Overview of Learning Science in Medical Education
Basic science is an integral part of a clinician’s journey toward becoming a skilled health care provider. Abraham Flexner, Ph.D., an education scholar from the turn of the century and author of The Flexner Report, famously argued that because basic science plays an important role in medical practice, this importance should also be reflected in medical training.

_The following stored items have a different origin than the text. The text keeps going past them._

PR #1003, opened 2026-07-15
fix: add transcriptCovered:true to ENOENT early returns in fullReadAfterTurnReconcile

ralf003:
## Summary

Fixes two ENOENT early-return paths in `fullReadAfterTurnReconcile` that were missing `transcriptCovered: true`, causing the engine to route through the wrong ingest path and produce duplicate messages.

## Changes

1. **ENOENT early return (before checkpoint)**: Refactored to use the same return path as the checkpoint-present case, which correctly includes `transcriptCovered: true`.
2. **ENOENT checkpoint-present return**: Added `transcriptCovered: true` to the return object so the engine routes through `alignRuntimeBatchAgainstCoveredFrontier` instead of the aggressive ingest path.
3. **Test update**: Updated "ingests oversized no-overlap batches without transcript coverage" test to expect correct deduplication behavior (no duplicate messages) instead of the previous buggy behavior.

## Testing

- Build: passes (`npm run build`)
- Test suite: 1808/1818 tests pass (10 pre-existing Windows path failures unrelated to this fix)
- The ENOENT-related scenarios now correctly deduplicate instead of ingesting duplicates

### DIFF
--- a/src/transcript-reconciler.ts
+++ b/src/transcript-reconciler.ts
@@ -2127,11 +2127,15 @@ export class TranscriptReconciler {
         this.host.deps.log.warn(
           `[lcm] afterTurn: session file missing; skipping transcript reconcile full reread; could not stat/read transcript; allowing live afterTurn persistence and seeding placeholder bootstrap_state at offset=0 to unblock next-turn recovery conversation=${conversation.conversationId} reason=${reason} sessionFile=${params.sessionFile}`,
         );
-      } else {
-        this.host.deps.log.warn(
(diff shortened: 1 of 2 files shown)


jalehman:
Thanks for working on this. I’m going to close this PR rather than hold it open because this same head is already open in #1000, and the current approach is not safe for Lossless as written.

The core issue is that the ENOENT-with-checkpoint path cannot return `transcriptCovered: true`: the transcript file was not read, so the covered-frontier contract is not satisfied. Routing that missing-file path through the covered dedup path can fail closed on a partially-overlapping live batch and drop a genuinely new message. The existing test only covers the all-already-persisted case.

A replacement should keep the missing-file path as not covered, preserve new mixed-overlap runtime rows, and add a regression test for the partial-overlap case.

Flexner’s belief forms the basis for his recommendation to incorporate an academic model into the former apprenticeship model that dominated medical education at the time.(1) A similar stance was argued in reverse order in a Lancet commentary by Filewod et al., which underlines that a clinical perspective can guide basic scientific research and create outcomes with direct relevance to the health of patients.(2) Understanding this, it stands to reason that the same attention should be afforded to the incorporation of learning and cognitive science in medical education itself.
Ever since it started gaining popularity in the 1950s, medical education research has always been influenced by current knowledge in the cognitive psychology domain. In the beginning, a behaviorism-dominated approach was more common, which was then followed around the 1970s by a rise in cognitive concepts such as memory, retention, and reasoning. By analyzing cognitive processes that delineate how the mind behaves when learning, researchers subsequently shaped instructional strategies, which allow us to advance further how we teach medicine.(3)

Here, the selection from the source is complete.